EMD Serono, Inc.
- Given orally, as one or two courses a year, depending on the study regimen.
- The FDA gave Fast Track approval status to cladribine in July 2010, and the drug may be available in the first quarter of 2011.
- This drug predominantly affects peripheral blood lymphocytes, with relative preservation of other cell types and components. It causes a preferential and sustained depletion of certain T cells in the immune system, as well as a decrease in B cells. (T and B cells are two types of lymphocytes, which help to keep the body free of infections and cancer.) Cladribine also seems to directly influence the overall T-cell response.
- In a large-scale Phase III clinical trial, cladribine significantly reduced relapse rates and other disease activity in people with relapsing-remitting MS.
- The two-year Phase III CLARITY trial of two levels of cladribine versus placebo involved 1,326 patients with RRMS. Each course consisted of once daily administration for four to five consecutive days, and study participants took cladribine for a total of eight to 20 days of treatment during the year. It met its primary endpoint, showing 55- to 58-percent reductions in annualized relapse rates, a 31- to 33-percent reduction in disability progression, and a substantial reduction in lesion burden. No clinical relapses were seen in 79 to 80 percent of the treated group, as compared to 61 percent in the placebo group. In the ongoing two-year extension study, all participants will receive cladribine; it will continue to assess safety, tolerability and effect on progression of disability.
- Detailed study data were released in the spring of 2010 at the American Academy of Neurology and Consortium of MS Centers meetings. Conclusions included that treatment with cladribine resulted in an early onset of effect in MRI and clinical outcomes. MRI evidence of disease activity was reduced by both cladribine regimens. The MRI findings were accompanied by significant improvements in clinical outcomes and a favorable safety profile. Additionally, a substantial proportion of patients achieved a disease activity-free status over 96 weeks.
- Its safety in pregnancy will be determined by the FDA in its final review.
- The long-term safety of cladribine will be tested in the eight-year PREMIERE registry. It will provide long-term active safety and risk-benefit information.
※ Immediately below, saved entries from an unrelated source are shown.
PR #1065, opened 2025-08-28
Python support for activity reset

### LINKED ISSUE #847: [python] SDK support for activity reset
See https://github.com/temporalio/features/issues/620

tconley1428:
## What was changed
Check for the reset flag on cancellation details and propagate the information to the user.

## Checklist

1. Closes #847 

2. How was this tested:
New activity test.

3. Any docs updates needed?

### DIFF
--- a/tests/worker/test_activity.py
+++ b/tests/worker/test_activity.py
@@ -1491,7 +1491,12 @@ async def test_activity_heartbeat_context(client: Client, worker: ExternalWorker
     assert result.result == "details: Some detail"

- Some patients with aggressive MS failed to respond clinically and by MRI after two short courses of cladribine. A reduction of T- or B-lymphocyte counts was not seen in these patients. It may be that some patients with aggressive MS disease are resistant to cladribine, may require additional courses to reduce relapses or MRI activity, or may require additional courses to cause a reduction of lymphocyte count which may be tied to the efficacy of the drug. A larger cohort of patients with aggressive MS is being followed to expand these findings.
- The ONWARD Phase II study of 200 individuals who have experienced at least one relapse while taking Rebif is now recruiting. This study combines oral cladribine with Rebif, to determine whether the combination is more effective than Rebif alone.
- The Phase III ORACLE MS study is ongoing, and will assess whether cladribine can delay the time to a second clinical demyelinating attack in 600 individuals who have had a first clinical demyelinating event (CIS). The study will be complete in October 2012.
- The main risk of a side effect with cladribine is the potential for developing infections, most commonly Herpes infections. A prolonged decrease in white blood cells has also been seen in some patients. The FDA will further evaluate other side effects and risks.